The use of ECC is strongly recommended with NAND flash parts owing to their
tendency to occasionally bit-flip. This is usually done with a variant of
a Hamming code which calculates column and line parity.
The computed ECC is stored in the spare area of the page to which it relates.
The NAND library automatically computes and stores the ECC of data as it
is written to the chip. On read, the code is calculated for the data
actually read; this is compared with the stored code and the data
repaired if necessary.
The NAND library comes with a software ECC implementation named
linux_mtd_ecc. This is compatible with the
ECC used in the Linux MTD layer, hence its name. It calculates
a 3-byte ECC on a 256-byte data block.
This algorithm is adequate for most circumstances, but it is
strongly recommended to use any hardware ECC support which may
be available because of the performance gains it yields.
(In testing, we observed that up to two thirds of the time
taken by every page read and program call was used in computing
ECC in software.)
This library draws a semantic distinction between
hardware and
software
ECC implementations.
A software ECC implementation will typically not require an
initialisation step. The calculation function will always be
called with a pointer to the data bytes to compute.
A hardware implementation is assumed to read and act upon the data
as it goes past.
Therefore, it will not be passed a pointer to the data
when its calculate step is invoked.
An ECC is defined by the following parameters:
The size of data block it handles, in bytes.

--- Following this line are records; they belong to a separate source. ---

PR #45, opened 2020-05-31
Relevant industry and position

denoribi:
After @Bharathravi1995 implemented the basic skeleton of the field and designation page and added a workaround to a problem with FormArray, i did fill in the correct information from our "Jobs and Industry" document, implemented the design and changed the design of the popover. 

Because we still got a problem with FormArray, which we wanted to use, it could be necessary to rework the page after we found a fix for this problem.

### DIFF
--- a/frontend/src/app/forms/steps/field-designation-page/field-designation-page.component.html
+++ b/frontend/src/app/forms/steps/field-designation-page/field-designation-page.component.html
@@ -1,12 +1,12 @@
 <div class="main-description">
-  <h1>Field and Designation</h1>
+  <h1>Industries and Positions</h1>
   <span>
     So that we can know in which industries and positions you are intrested,
     please choose from the following.
   </span>
 </div>
 
-<ion-item class="ion-no-padding">
+<ion-item class="ion-no-padding form-item">
   <ion-label color="medium">Industry</ion-label>
   <ion-select
     multiple
@@ -17,12 +17,12 @@
       *ngFor="let field of industryArray"
       [value]="field.value"
     >
-      {{ field.displayName }}</ion-select-option
-    >
+      {{ field.displayName }}
+    </ion-select-option>
   </ion-select>
 </ion-item>
 
-<ion-item class="ion-no-padding">
+<ion-item class="ion-no-padding form-item">
   <ion-label color="medium">Position</ion-label>
   <ion-select
     multiple
@@ -33,7 +33,7 @@
       *ngFor="let designation of positionsArray"
       [value]="designation.value"
     >
-      {{ designation.displayName }}</ion-select-option
-    >
+      {{ designation.displayName }}
+    </ion-select-option>
   </ion-select>
 </ion-item>
--- a/frontend/src/app/forms/steps/field-designation-page/field-designation-page.component.html
+++ b/frontend/src/app/forms/steps/field-designation-page/field-designation-page.component.html
@@ -1,0 +1,1 @@
+<p>Add fields and designation multi slect menus</p>
--- a/frontend/src/app/forms/steps/field-designation-page/field-designation-page.component.html
+++ b/frontend/src/app/forms/steps/field-designation-page/field-designation-page.component.html
@@ -1,5 +1,5 @@
 <div class="main-description">
-  <h1>Industries and Positions</h1>
+  <h1>Field and Designation</h1>
   <span>
     So that we can know in which industries and positions you are intrested,
     please choose from the following.
@@ -11,8 +11,7 @@
   <ion-select
     multiple
     [formControl]="formsData.controls.fieldDesignationInfo.controls.field"
-    [interfaceOptions]="{ cssClass: 'custom-popover' }"
-    interface="popover"
+    [interfaceOptions]="{ cssClass: 'custom-alert' }"
   >
     <ion-select-option
       *ngFor="let field of industryArray"
@@ -28,8 +27,7 @@
   <ion-select
     multiple
     [formControl]="formsData.controls.fieldDesignationInfo.controls.designation"
-    [interfaceOptions]="{ cssClass: 'custom-popover' }"
-    interface="interface"
+    [interfaceOptions]="{ cssClass: 'custom-alert' }"
   >
     <ion-select-option
       *ngFor="let designation of positionsArray"
--- a/frontend/src/app/forms/steps/field-designation-page/field-designation-page.component.html
+++ b/frontend/src/app/forms/steps/field-designation-page/field-designation-page.component.html
@@ -1,1 +1,41 @@
-<p>Add fields and designation multi slect menus</p>
+<div class="main-description">
+  <h1>Industries and Positions</h1>
+  <span>
+    So that we can know in which industries and positions you are intrested,
+    please choose from the following.
+  </span>
+</div>
+
+<ion-item class="ion-no-padding">
+  <ion-label color="medium">Industry</ion-label>
+  <ion-select
+    multiple
+    [formControl]="formsData.controls.fieldDesignationInfo.controls.field"
+    [interfaceOptions]="{ cssClass: 'custom-popover' }"
+    interface="popover"
+  >
+    <ion-select-option
+      *ngFor="let field of industryArray"
+      [value]="field.value"
+    >
+      {{ field.displayName }}</ion-select-option
+    >
+  </ion-select>
+</ion-item>
+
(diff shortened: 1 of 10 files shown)


frontend/src/app/common/forms/forms.ts
```diff
@@ -89,7 +89,7 @@ type InitialValueOrInitialValueAndDisabled<T> =
  * For an example, see comment on the FormGroup wrapper class.
  */
 export class FormControl<
-  T extends string | number | File
+  T extends string | number | File | []
```
MBuchalik: Yeah, that is probably because the typsafe implementation currently cannot handle arrays on FormControls. This change will become irrelevant once we have found a general approach for handling arrays in FormControls.

frontend/src/app/forms/steps/field-designation-page/field-designation-page.component.html
```diff
@@ -0,0 +1,41 @@
...
+  </span>
+</div>
+
+<ion-item class="ion-no-padding">
+  <ion-label color="medium">Industry</ion-label>
+  <ion-select
+    multiple
+    [formControl]="formsData.controls.fieldDesignationInfo.controls.field"
+    [interfaceOptions]="{ cssClass: 'custom-popover' }"
+    interface="popover"
```
MBuchalik: On the browser's console, you will see the warning 
```
Select interface cannot be "popover" with a multi-value select. Using the "alert" interface instead.
```
So it would be better to remove `interface="popover"`. Also, maybe rename the css class names like "custom-popover" (since this is not a popover anymore :) )

frontend/src/app/forms/steps/field-designation-page/field-designation-page.component.html
```diff
@@ -0,0 +1,41 @@
...
+    <ion-select-option
+      *ngFor="let field of industryArray"
+      [value]="field.value"
+    >
+      {{ field.displayName }}</ion-select-option
+    >
+  </ion-select>
+</ion-item>
+
+<ion-item class="ion-no-padding">
```
MBuchalik: I ran it and saw that there is not much spacing between these elements. Maybe, slightly increase the margin between the two inputs? (Tbh, I am super picky here :D If you find time, maybe do it. But this is not super important.)

frontend/src/app/forms/steps/field-designation-page/field-designation-page.component.html
```diff
@@ -0,0 +1,41 @@
...
+  <ion-label color="medium">Position</ion-label>
+  <ion-select
+    multiple
+    [formControl]="formsData.controls.fieldDesignationInfo.controls.designation"
+    [interfaceOptions]="{ cssClass: 'custom-popover' }"
+    interface="interface"
```
MBuchalik: `interface="interface"` looks wrong to me :)

frontend/src/app/model/forms-data.model.ts
```diff
@@ -20,3 +21,10 @@ export interface ContactInfo {
   linkedIn: string;
   xing: string;
 }
+
+export interface FieldDesignationInfo {
+  // tslint:disable-next-line: no-any
+  field: string;
+  // tslint:disable-next-line: no-any
+  designation: string;
```
MBuchalik: Hm no need to disable tslint here, am I right?

frontend/src/theme/custom.scss
```diff
@@ -124,3 +124,25 @@ ion-item.item-has-focus {
...
+.custom-popover {
+  [aria-checked='true'].sc-ion-alert-ios .alert-checkbox-icon.sc-ion-alert-ios,
+  [aria-checked='true'].sc-ion-alert-md .alert-checkbox-icon.sc-ion-alert-md {
+    border-color: var(--ion-color-tertiary);
+    background-color: var(--ion-color-contrast);
+  }
+
+  .alert-checkbox-label.sc-ion-alert-ios,
+  .alert-checkbox-label.sc-ion-alert-md {
+    //font-size: 18px;
```
MBuchalik: Maybe, remove that line. (I mean the commented out one)

frontend/src/app/forms/steps/field-designation-page/field-designation-page.component.html
```diff
@@ -0,0 +1,41 @@
+<div class="main-description">
+  <h1>Industries and Positions</h1>
```
MBuchalik, line 2: What do you think - should we maybe use the same title as in the right menu? Otherwise, it might be confusing to the user.

MBuchalik (commented):
All in all, really good stuff! 👍 Clean code, working perfectly.

I left a few comments, but they are mostly related to some really minor things.

I would recommend not to merge this now, since the typization is currently wrong. (When looking at the interface: You have specified this as a `string` and not as `string[]`). It is currently simply not possible to use `string[]` due to the issue we talked about in Slack. So, I'd recommend to wait until we have fixed the issue and then to incorporate the necessary changes.

In case you are wondering why it still compiles: In the template, you can assign pretty much "anything" to the ion-select element. It doesn't check whether we expect a `string` or `string[]` as an output. (Since the typesafe implementation is a thing we built on our own...). So, it compiles, and under the hood still pushes a `string[]` into the field that was actually marked as `string`.

frontend/src/app/common/forms/forms.ts
Bharathravi1995: Hey Martin this was the work around code I did for to proceed with. Will be removed once your changes are merged.

frontend/src/app/forms/steps/field-designation-page/field-designation-page.component.html
Bharathravi1995: Just leave without interface which will be alert by default.

frontend/src/app/model/forms-data.model.ts
Bharathravi1995: This was added before I discussed with you. Once your changes are merged this will become Array<string>

frontend/src/app/forms/steps/field-designation-page/field-designation-page.component.html
denoribi: Okay i will leave this and change the name of the class.

frontend/src/app/forms/steps/field-designation-page/field-designation-page.component.html
denoribi: I can do this.

frontend/src/app/forms/steps/field-designation-page/field-designation-page.component.html
denoribi: Yep this is an error. But on this error i could now see, that the interface="popover" was unnecessary here too, because both popover dropmenus looked the same. :) I delete this line too.

frontend/src/theme/custom.scss
denoribi: Okay, that was rest of some testing the designs, but i didn't liked it.

frontend/src/app/forms/steps/field-designation-page/field-designation-page.component.html
denoribi: This is a good idea, but i was not sure if "field and designation" or "Industries and Position" is the better name and when we translate this later in german, because i thought this app should be in german, how will we name it then?

MBuchalik: Hm I like "Industries and Position" or "Industries and Positions" (you can select more than one position, hence the plural). 

Regadring the German version: How about directly translating it to "Industrien und Positionen" or sth like that?

denoribi:
@Bharathravi1995 sorry i had some merge conflicts, so i needed to override your last commit.

MBuchalik:
LGTM. From my point if view, you can merge it :)

Bharathravi1995:
> @Bharathravi1995 sorry i had some merge conflicts, so i needed to override your last commit.

Oh thats bad. We should avoid this kind of issues in future as commits are considered for grading. Also try to avoid git push --force .

MBuchalik:
Yeah, that was kinda my bad. I helped him get rid of the merge conflict using a rebase... That just killed your last commit. Sorry :/ 

(I am not entirely sure why your commit vanished entirely. That usually shouldn't happen even with a rebase if I am not mistaken...)

MBuchalik:
Anyways - feel free to merge it once you are done :)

The size of ECC it calculates on those blocks, in bytes.
Whether the algorithm is hardware or software.
An ECC algorithm must provide the following functions:
/* Initialises an ECC computation. May be NULL if not required. */
void my_ecc_init(struct _cyg_nand_device_t *dev);
/* Returns the ECC for the given data block.
* If IS_HARDWARE:
* - dat and nbytes are ignored
* If ! IS_HARDWARE:
* - dat and nbytes are required
* - if nbytes is less than the chunk size, the remainder are
* assumed to be 0xff.
*/
void my_ecc_calc(struct _cyg_nand_device_t *dev,
const CYG_BYTE *dat, size_t nbytes, CYG_BYTE *ecc);
/* Repairs the ECC for the given data block, if needed.
* Call this if your read-from-chip ECC doesn't match what you computed
* over the data block. Both *dat and *ecc_read may be corrected.
*
* `nbytes' is the number of bytes we're interested in; if a correction
* is indicated outside of that range, it will be ignored.
*
* Returns:
* 0 for no errors
* 1 for a corrected single bit error in the data
* 2 for a corrected single bit error in the ECC
* -1 for an uncorrectable error (more than one bit)
*/
int my_ecc_repair(struct _cyg_nand_device_t *dev,
CYG_BYTE *dat, size_t nbytes,
CYG_BYTE *ecc_read, const CYG_BYTE *ecc_calc);
In some cases - particularly where hardware assistance is in use -
it is necessary to specify different functions
for calculating the ECC depending on whether the operation at hand is
a page read or a page write. In that case, two calc
functions may be supplied, each taking the same prototype.
The algorithm parameters and functions are then tied together
with one of the following macros:
Tip: It's OK to use software ECC while getting things going, but if you do
then switch to a hardware implementation, you probably need to erase
your entire NAND chip including its Bad Block Table. The
nanderase utility may come in handy for this.)
Warning
You must be sure that your ECC repair algorithm is correct.
This can be quite tricky to test.
However, it is often possible to hoodwink the controller into computing
ECCs for you even if the data is not going to affect the data stored
on the NAND chip, for example if you send it data but haven't told it to
program a page.
A variant of the sweccwalk test may come in handy
for this purpose.
An example implementation, including an ECC calculation and repair test
named eccwalk, may be found in the STM3210E
evaluation board platform HAL,
packages/hal/cortexm/stm32/stm3210e_eval.
The chip NAND controller has on-board ECC calculation, but does not
undertake to repair data; a repair function was written specially.